◆ Aim of the task
Line by line, please look for the word "know" in the following records, then copy each line you find it in.
○ ○ ○
PR #3180, opened 2023-06-14
feat: extend functionality of `Workspace` class

alvarobartt:
# Description

This PR extends the functionality of the `Workspace` class created as of Argilla 1.8.0, to not just do name-to-id, but also to be able to manage the workspaces and the users assigned to those, as the API supports those features via the `api/workspaces` endpoints.

**Type of change**

**How Has This Been Tested**

- [x] Add unit tests

**Checklist**


alvarobartt:
Fails in CI/CD are un-related cc @frascuchon @gabrielmbmb

src/argilla/client/feedback/utils.py
```diff
@@ -111,10 +111,10 @@ def feedback_dataset_in_argilla(
 
     if (name and workspace) or name:
         if workspace is None:
-            workspace = rg.Workspace.from_name(rg.active_client().get_workspace())
+            workspace = rg.Workspace(rg.active_client().get_workspace())
```
frascuchon: That means that `Workspace.__init___` will call internally the argilla API, right? I would prefer to have this operation outside of an object constructor. I would say to separate the `Workspace` class for the data model and `Workspaces` class to interact with workspaces in Argilla.
```python
import argilla as rg 

workspace= rg.Workspaces.from_name("my-workspace")
workspace.id # UUID(......)
workspace.name # my-workspace

new_workspace= rg.Workspaces.create(Workspace(name="new-workspace")
new_workspace.id # UUID (...)
new_workspace.name # new-workspace
```

This approach allows us to decouple the internal API integration (will be in Workspaces) from the workspace model itself.

src/argilla/client/sdk/v1/workspaces/api.py
```diff
@@ -0,0 +1,54 @@
...
+    ErrorMessage,
+    HTTPValidationError,
+    Response,
+)
+from argilla.client.sdk.v1.workspaces.models import WorkspaceModel
+
+
+def get_workspace(
+    client: httpx.Client,
+    id: str,
```
frascuchon, line 30: We can pass an UUID since workspace ids will be always an UUID

frascuchon: We can pass a UUID since workspace ids will be always an UUID 
```suggestion
    id: UUID,
```

src/argilla/client/sdk/workspaces/api.py
```diff
@@ -42,7 +40,121 @@ def list_workspaces(client: httpx.Client) -> Response[Union[List[WorkspaceModel]
     response = client.get(url=url)
 
     if response.status_code == 200:
-        parsed_response = [WorkspaceModel(**workspace) for workspace in response.json()]
+        parsed_response = [WorkspaceModel.construct(**workspace) for workspace in response.json()]
```
frascuchon: By using the `construct` method, all automatic casting will be applied. For example `str`-> `UUID` or `str`-> `datetime` will be applied?

src/argilla/client/workspaces.py
```diff
@@ -14,67 +13,238 @@
...
-    def __init__(self, name: str, *, id: Optional[str] = None) -> None:
-        """Initializes a new `Workspace` instance using the provided name. If no name
-        is provided, the current workspace will be used.
+    id: UUID
+    name: str
+    users: Optional[List["WorkspaceUserModel"]] = None
+    inserted_at: datetime
+    updated_at: datetime
+
+    def __init__(self, name: Optional[str] = None, *, id: Optional[str] = None) -> None:
```
frascuchon:
```suggestion
    def __init__(self, name: Optional[str] = None, *, id: Optional[Union[str,UUID]] = None) -> None:
```

but in any case we should check that id contains a valid UUID

src/argilla/client/workspaces.py
```diff
@@ -14,67 +13,238 @@
...
+                    existing_workspace = workspace
+                    break
+
+            if existing_workspace is None:
+                raise ValueError(
+                    f"Workspace with name=`{name}` doesn't exist in Argilla, so please"
+                    "create it via the `Workspace.create` method as follows:"
+                    f" `Workspace(name=`{name}`)`."
+                )
+        self.__dict__.update(existing_workspace.dict())
```
frascuchon: What this line exactly does?

src/argilla/client/workspaces.py
```diff
@@ -14,67 +13,238 @@
...
+
+    @property
+    def users(self) -> List["WorkspaceUserModel"]:
+        """Returns the list of users linked to the workspace.
+
+        Returns:
+            A list of `WorkspaceUserModel` instances.
+        """
+        if not hasattr(self, "__users") or self.__users is None:
+            self.__users = workspaces_api.list_workspace_users(active_client().http_client.httpx, self.id).parsed
```
frascuchon: We should reduce the couple with the active_client logic. I think the httpx client should be part of the workspace on object initialization. Then we can do:
```suggestion
            self.__users = workspaces_api.list_workspace_users(self.__httpx, self.id).parsed
```
otherwise, we can start having problems in multi-thread multi client environments (a process connecting to different argilla server to sync some datasets/workspaces)

src/argilla/client/workspaces.py
```diff
@@ -14,67 +13,238 @@
...
+        Examples:
+            >>> from argilla import rg
+            >>> workspace = rg.Workspace("my-workspace")
+            >>> workspace.add_user("my-user")
         """
-        self.name = name
-        self.id = id or None
+        try:
+            created_user = workspaces_api.create_workspace_user(
+                client=active_client().http_client.httpx,
```
frascuchon: same here
```suggestion
                client=self.__httpx,
```

src/argilla/client/workspaces.py
```diff
@@ -14,67 +13,238 @@
...
+            A list of `WorkspaceUserModel` instances.
+        """
+        if not hasattr(self, "__users") or self.__users is None:
+            self.__users = workspaces_api.list_workspace_users(active_client().http_client.httpx, self.id).parsed
+        return self.__users
+
+    def __str__(self) -> str:
+        return f"Workspace(id={self.id}, name={self.name}, users={self.users}, insterted_at={self.inserted_at}, updated_at={self.updated_at}"
+
+    def add_user(self, id: str) -> None:
```
frascuchon: put UUID instead of str

src/argilla/client/workspaces.py
```diff
@@ -14,67 +13,238 @@
...
+
+        Examples:
+            >>> from argilla import rg
+            >>> workspace = rg.Workspace("my-workspace")
+            >>> workspace.add_user("my-user")
         """
-        self.name = name
-        self.id = id or None
+        try:
+            created_user = workspaces_api.create_workspace_user(
```
frascuchon: you're creating a workspace-user relationship, right?

tests/client/test_workspaces.py
```diff
@@ -17,16 +17,121 @@
 from argilla.client import api
 from argilla.client.workspaces import Workspace
 
+from tests.helpers import SecuredClient
+
+
+def test_workspace_from_name(mocked_client: SecuredClient) -> None:
+    the_api = api.active_api()
+    workspace = the_api.http_client.post("/api/workspaces", json={"name": "test_workspace"})
+    assert workspace["name"] == "test_workspace"
```
frascuchon: You can setup your test by using the DB factories.
```suggestion
    workspace = WorkspaceFactory.create(name="test_workspace") # this will create a workspace in DB that is accessible through the API
```

tests/client/test_workspaces.py
```diff
@@ -17,16 +17,121 @@
...
+    with pytest.warns(DeprecationWarning):
+        workspace = Workspace.from_name("test_workspace")
+        assert workspace.name == "test_workspace"
+        assert isinstance(workspace.id, str)
+
+
+def test_workspace_init(mocked_client: SecuredClient) -> None:
+    the_api = api.active_api()
+    workspace = the_api.http_client.post("/api/workspaces", json={"name": "test_workspace"})
+    assert workspace["name"] == "test_workspace"
```
frascuchon: same here, use test factories instead, will simplify your test

tests/client/test_workspaces.py
```diff
@@ -17,16 +17,121 @@
...
+        json={
+            "first_name": "string",
+            "last_name": "string",
+            "username": "test_user",
+            "role": "admin",
+            "password": "stringst",
+        },
+    )
+    assert user["username"] == "test_user"
+    assert isinstance(user["id"], str)
```
frascuchon: Again you can use the UserFactory to create a user fo the test

src/argilla/client/workspaces.py
alvarobartt: This line is just mapping the `WorkspaceModel` to the current model, so all the attributes are mapped, instead of having to manually set all the attributes one by one e.g. `self.name = existing_workspace.name`

alvarobartt: That's also why I've defined the attributes on the top of the class before the `__init__`

src/argilla/client/workspaces.py
alvarobartt: Sure, then I'll also add the client on top to be reused in the whole class :smile:

src/argilla/client/workspaces.py
alvarobartt: Yes, I just renamed the method to be `add_user` in the `Workspace` class just to avoid using the `create_workspace_user` naming as I found it a little bit confusing, while `add_user` seems more straight forward

tests/client/test_workspaces.py
alvarobartt: Right, I'll refactor the unit tests then!

alvarobartt:
Thanks for the review @frascuchon I'll try to address all the comments now! 👍🏻

src/argilla/client/sdk/workspaces/api.py
alvarobartt: No it wont', so maybe we just prefer to avoid `construct` usage? Even though it will just affect the `id` and the `inserted/created_at` attributes (and the last two ones are not to be modified, and a `str` formatted as an UUID can be parsed as UUID, so I see no issue. But if we want to be more strict with typing sure, we can just just avoid the `construct` to validate the fields (I was just using the latter when there were nested `pydantic.BaseModel`s)

src/argilla/client/feedback/utils.py
alvarobartt: This is what we had before, but it's a little bit weird because users will be able to register workspaces that don't exist in Argilla, and this functionality is just intended to be used within Argilla, but if you think it's better to keep the init simpler then we can just do nothing on init, and keep the `from_name` which is still there

src/argilla/client/sdk/workspaces/models.py
```diff
@@ -14,12 +13,33 @@
 #  limitations under the License.
 
 from datetime import datetime
+from typing import List, Optional
+from uuid import UUID
+
+try:
+    from typing import Literal
+except ImportError:
+    from typing_extensions import Literal
```
gabrielmbmb, line 22: I think that we can just import `from typing import Literal` without trying to catch the exception. `Literal` was added in Python 3.8, which is the oldest version that we support, right?

I think that I've seen this in some other places, we should update it everywhere.

alvarobartt: So we've already removed support for Python 3.7? I can create a separate PR to remove the unsupported stuff from now on 👍🏻

src/argilla/client/workspaces.py
```diff
@@ -13,68 +12,281 @@
...
+            >>> from argilla import rg
+            >>> workspace = rg.Workspace(
+            ...     client=rg.active_client().http_client.httpx,
+            ...     name="my-workspace",
+            ...     id="...",
+            ...     inserted_at=datetime.datetime(2021, 8, 31, 10, 0, 0),
+            ...     updated_at=datetime.datetime(2021, 8, 31, 10, 0, 0),
+            ... )
         """
+        self.client = client
```
frascuchon: I think we can keep this attribute private, since won't be used outside this class
```suggestion
        self._client = client
```

src/argilla/client/workspaces.py
```diff
@@ -13,68 +12,281 @@
...
-                f"The `rg.Workspace` doesn't exist yet, you need to create it in advance. Otherwise, use `rg.Workspace.from_name` to make sure that the workspace exists."
+    @property
+    def users(self) -> List["WorkspaceUserModel"]:
+        """Returns the list of users linked to the workspace.
+
+        Returns:
+            A list of `WorkspaceUserModel` instances.
+        """
+        if not hasattr(self, "__users") or self.__users is None:
+            self.__users = workspaces_api.list_workspace_users(self.client, self.id).parsed
```
frascuchon: Should be better to create the __users attribute on init, just to know what attributes (public and privates) contain the instances by reading the init method?

src/argilla/client/workspaces.py
```diff
@@ -13,68 +12,281 @@
...
+            ValueError: if the user with the provided ID already exists in the workspace.
+            RuntimeError: if there was an error while adding the user to the workspace.
+
+        Examples:
+            >>> from argilla import rg
+            >>> workspace = rg.Workspace.from_name("my-workspace")
+            >>> workspace.add_user("my-user-id")
+        """
+        try:
+            created_user = workspaces_api.create_workspace_user(
```
frascuchon: should we check if the user is found in the local store before?

src/argilla/client/workspaces.py
```diff
@@ -13,68 +12,281 @@
...
+            ValueError: if the user with the provided ID doesn't exist in the workspace.
+            RuntimeError: if there was an error while deleting the user from the workspace.
+
+        Examples:
+            >>> from argilla import rg
+            >>> workspace = rg.Workspace.from_name("my-workspace")
+            >>> workspace.delete_user("my-user-id")
+        """
+        try:
+            workspaces_api.delete_workspace_user(
```
frascuchon, line 167: same here, maybe we need to find it in list before, just for early validations

src/argilla/client/workspaces.py
alvarobartt: Since this is just intended to be used internally, we're just defining `users` as that's the property the users will use to list the linked users to a given workspace, there's no need to create `self.__users`, as it won't be accessed/used until `self.users` is accessed.

alvarobartt: Since this is just intended to be used internally, we're just defining `users` as that's the property the users will use to list the linked users to a given workspace, there's no need to create `self.__users`, as it won't be accessed/used until `self.users` is accessed.

src/argilla/client/workspaces.py
alvarobartt: This is what we had before, a validation layer against Argilla in the `__init__`, but since we decided to remove it, I think we can just rely on the API validation included as part of those endpoints

alvarobartt: Either calling the API to check whether the user exists or not and then to add it to the workspace (2 API calls) or just add it to the workspace (1 API call) and if it fails we handle the exception to show either that the user doesn't exist and/or the user is already there, in case it fails.

src/argilla/client/workspaces.py
alvarobartt: So same response as above, is it worth to have another API call to repeat a validation that is already included as part of the endpoints we're calling? Isn't just better to catch the exceptions and show the relevant error messages based on those?

src/argilla/client/workspaces.py
```diff
@@ -13,68 +12,303 @@
...
+            raise ValueError(f"User with id=`{id}` already exists in workspace with id=`{self.id}`.") from e
+        except BaseClientError as e:
+            raise RuntimeError(f"Error while adding user with id=`{id}` to workspace with id=`{self.id}`.") from e
+
+        if len(self.users) == 0:
+            self.__users = [created_user]
+        else:
+            self.__users.append(created_user)
+
+    # TODO(alvarobartt): also allow user addition via name (which is more user-friendly)
```
frascuchon: Regarding this, once we have the `User` classes we can pass User instances instead of IDs or names and let the responsibility of find users by name to the `User.from_name` class method

alvarobartt: Yes, indeed I'm already preparing the user-management layer so that `users` contains a list of validated users instead, but I agree that we can either allow id, name, and or `User` instance

src/argilla/client/workspaces.py
alvarobartt: Ok I'll make it private then! 👍🏻

src/argilla/client/workspaces.py
```diff
@@ -13,68 +12,303 @@
...
+        return self.__users
+
+    def __str__(self) -> str:
+        return (
+            f"Workspace(id={self.id}, name={self.name}, users={self.users}, insterted_at={self.inserted_at},"
+            f" updated_at={self.updated_at}"
+        )
+
+    # TODO(alvarobartt): also allow user addition via name (which is more user-friendly)
+    def add_user(self, id: str) -> None:
```
frascuchon: I'm missing a way to refresh o resync the workspace with Argilla server. If an external process is adding or deleting new users, it would be nice to refresh data locally to fetch latest changes without a new `Workspace.from_id(ws.id)`

A workflow could be:
```python
workspace = Workspace.from_name("ws")
workspace.users # []
... # here another process added 2 users (user_id=1 and user_id=2) to this workspace
workspace.add_user(user_id=1) # this will fail because the user already exists in this workspace
workspace.refresh()
workspace.users # will return the updated user list
```

frascuchon: we can explicit the id is for a user
```suggestion
    def add_user(self, user_id: str) -> None:
```

src/argilla/client/workspaces.py
```diff
@@ -13,68 +12,303 @@
...
+        except BaseClientError as e:
+            raise RuntimeError(f"Error while adding user with id=`{id}` to workspace with id=`{self.id}`.") from e
+
+        if len(self.users) == 0:
+            self.__users = [created_user]
+        else:
+            self.__users.append(created_user)
+
+    # TODO(alvarobartt): also allow user addition via name (which is more user-friendly)
+    def delete_user(self, id: str) -> None:
```
frascuchon: same here
```suggestion
    def delete_user(self, user_id: str) -> None:
```

src/argilla/client/workspaces.py
alvarobartt: Sure I can easily included, I just didn't think about it as a possible workflow, but you never know 😆

src/argilla/client/workspaces.py
```diff
@@ -13,68 +12,305 @@
...
+        Examples:
+            >>> from argilla import rg
+            >>> workspace = rg.Workspace.create("my-workspace")
+        """
+        instance = cls.__new__(cls)
+        instance.__client = cls.__active_client()
+        try:
+            ws = workspaces_api.create_workspace(client=instance.__client, name=name).parsed
+            instance.__dict__.update(ws.dict())
+            return instance
```
frascuchon: Maybe we can create a new instance after we're sure everything went well. 
```suggestion
        try:
            ws = workspaces_api.create_workspace(client=instance.__client, name=name).parsed
            # This code block is a potential WorspaceFactory method
            instance = cls.__new__(cls)
            instance.__client = cls.__active_client()
            instance.__dict__.update(ws.dict())
            return instance
```

src/argilla/client/workspaces.py
```diff
@@ -13,68 +12,305 @@
...
+        Examples:
+            >>> from argilla import rg
+            >>> workspace = rg.Workspace.from_id("my-workspace-id")
+        """
+        instance = cls.__new__(cls)
+        instance.__client = cls.__active_client()
+        try:
+            ws = workspaces_api_v1.get_workspace(instance.__client, id).parsed
+            instance.__dict__.update(ws.dict())
+            return instance
```
frascuchon: same here, and I think we can reuse the new-instance code block

src/argilla/client/workspaces.py
```diff
@@ -13,68 +12,305 @@
...
+        instance.__client = cls.__active_client()
+        try:
+            workspaces = workspaces_api.list_workspaces(instance.__client).parsed
+        except Exception as e:
+            raise RuntimeError("Error while retrieving the list of workspaces from Argilla.") from e
+
+        for ws in workspaces:
+            if ws.name == name:
+                instance.__dict__.update(ws.dict())
+                return instance
```
frascuchon: same here, I think we can first find the proper workspace and then create the instance with workspace + client

src/argilla/client/workspaces.py
```diff
@@ -13,68 +12,305 @@
...
-                return cls(name, id=workspace.id)
-        raise ValueError(f"Workspace {name} not found in the current Argilla account.")
+        client = cls.__active_client()
+        try:
+            workspaces = workspaces_api.list_workspaces(client).parsed
+            for ws in workspaces:
+                instance = cls.__new__(cls)
+                instance.__client = client
+                instance.__dict__.update(ws.dict())
+                yield instance
```
frascuchon: code duplication

frascuchon (approved):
○ ○ ○
◆ Completed exercise
frascuchon: Should be better to create the __users attribute on init, just to know what attributes (public and privates) contain the instances by reading the init method?
alvarobartt: Sure I can easily included, I just didn't think about it as a possible workflow, but you never know 😆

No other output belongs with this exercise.